### TASK
With the first line as the start and the line containing "Related to overriding" as the end, write out every line of the records exactly.

---*---

PR #778, opened 2021-05-04
Improve DI\add description

### LINKED ISSUE #758: Overriding array values recusrively
Related to overriding array values as described [here](https://php-di.org/doc/definition-overriding.html#arrays):

This doesn't work if you're wanted to override a nested array. For example, I define default settings in one definition file...

```php
return [
    'settings' => [
        // Database settings
        'db' => [
            'host' => 'localhost',
            'user' => '',
            'pass' => '',
            'dbname' => 'test',
        ]
];
```

... and then environment specific settings in another file to override the default

```php
return [
    'settings' => DI\add([
        // Database settings
        'db' => [
            'user' => 'REALUSERNAME',
            'pass' => 'REALPASSWORD',
        ]
    ])
];
```

I'd expect to end up with 
```php
'settings' => [
   'db' => [
      'host' => 'localhost',
      'user' => 'REALUSERNAME',
      'pass' => 'REALPASSWORD',
      'dbname' => 'test',
   ]
]
```

But instead the second value just overwrites the first
```php
'settings' => [
   'db' => [
      'user' => 'REALUSERNAME',
      'pass' => 'REALPASSWORD'
   ]
]
```

I'm guessing the solution to this is modifying https://github.com/PHP-DI/PHP-DI/blob/master/src/Definition/ArrayDefinitionExtension.php#L28 to manually walk the array and merge the values of any nested `ArrayDefinition` instead of using `array_merge`. 

Or another solution would to be update the documentation to say overriding nested values isn't supported 😀. It's not difficult to switch to values such as `db.host` instead of actual nested arrays and the overriding works fine once I do this, I guess it just wasn't obvious for a newbie reading the documentation.

Thanks!

SvenRtbg:
Resolves #758

Document that DI\add does not support recursive extension of arrays.

### DIFF
--- a/doc/definition-overriding.md
+++ b/doc/definition-overriding.md
@@ -119,6 +119,18 @@ When resolved, the array will contain the 2 entries. **If you forget to use `DI\
 
 Note that you can use `DI\add()` even if the array was not declared before.
 
+Adding to arrays in the DI definition does not work recursively, i.e. having an array entry that contains an array.
+
+```php
+return [
+    'array' => [
+        'subarray' => [DI\get(Entry::class)],
+    ],
+];
+```
+
+You cannot add elements to `subarray` using `DI\add()`.
+
 ### Decorators
 
 You can use `DI\decorate()` to decorate an object:


mnapoli:
Makes sense thank you!

Issue #773, opened 2021-04-19
Broken Link: Integration - Zend Expressive


arueckauer:
On the [main page](https://php-di.org/) in the Integrations section, there is a link for Zend Expressive. The referenced document (https://php-di.org/doc/frameworks/ze.html) can not be found.

mnapoli:
Good point, that should be `zend-expressive` instead of `ze`.

If anyone wants to send a pull request that would be awesome.

PR #784, opened 2021-05-24
Broken Link: Integration - Zend Expressive #773

elie29:


couscous.yml
```diff
@@ -67,7 +67,7 @@ menu:
                 zf1:
                     text: Zend Framework 1
                     url: doc/frameworks/zf1.html
-                ze:
+                zend-expressive:
```
mnapoli, line 70: I'm not sure about changing this, the `ze` key is used in the header of https://github.com/PHP-DI/PHP-DI/blob/master/doc/frameworks/zend-expressive.md too

elie29: @mnapoli thx for the review, but we could have the same issue with symfony, the key is symfony and not symfony2. However, i will make the change for ze in the menu

mnapoli:
Thanks!

PR #786, opened 2021-06-09
Atomic creation of compilation directory

### LINKED ISSUE #785: Creating compilation directory is not atomic
Creating the compilation directory for compiled file with definitions is not atomic and fails, if multiple instances of PHP are executed in parallel.

**How to reproduce:**

1) Create a sample script:
```php
<?php

require_once __DIR__ . "/vendor/autoload.php";

$builder->addDefinitions(['foo' => 'bar']);
$builder->enableCompilation(__DIR__ . "/tmp");
$builder->build();
```

2) Simulate slow disk by adding delay between `is_dir()` and `mkdir()` in `Compiler::createCompilationDirectory` (https://github.com/PHP-DI/PHP-DI/blob/master/src/Compiler/Compiler.php#L361):
```php
if (!is_dir($directory) && (sleep(1) || true) && !@mkdir($directory, 0777, true)) {
//                         ^^^^^^^^^^^^^^^^^^
```

3) Run the sample script multiple times in parallel:
```shell
rm -rf tmp/ && php script.php & php script.php && wait
```

Exception is thrown `Uncaught InvalidArgumentException: Compilation directory does not exist and cannot be created`.

If this is accepted as a bug, I am willing to create a patch for a fix.

martin-heralecky:
closes #785

Added additional check for whether the directory exists. This way, if the `mkdir()` fails, but the directory does exists afterwards (was presumably created by another script running at the same time), no exception is thrown.

### DIFF
--- a/src/Compiler/Compiler.php
+++ b/src/Compiler/Compiler.php
@@ -358,7 +358,7 @@ PHP;
 
     private function createCompilationDirectory(string $directory)
     {
-        if (!is_dir($directory) && !@mkdir($directory, 0777, true)) {
+        if (!is_dir($directory) && !@mkdir($directory, 0777, true) && !is_dir($directory)) {
             throw new InvalidArgumentException(sprintf('Compilation directory does not exist and cannot be created: %s.', $directory));
         }
         if (!is_writable($directory)) {


martin-heralecky:
I'd greatly appreciate, if this could be patched to 6.* as well.

mnapoli:
Makes sense, thank you!

I'll merge and release master, which is 6.x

---*---

### ANSWER SECTION
PR #778, opened 2021-05-04
Improve DI\add description

### LINKED ISSUE #758: Overriding array values recusrively
Related to overriding array values as described [here](https://php-di.org/doc/definition-overriding.html#arrays):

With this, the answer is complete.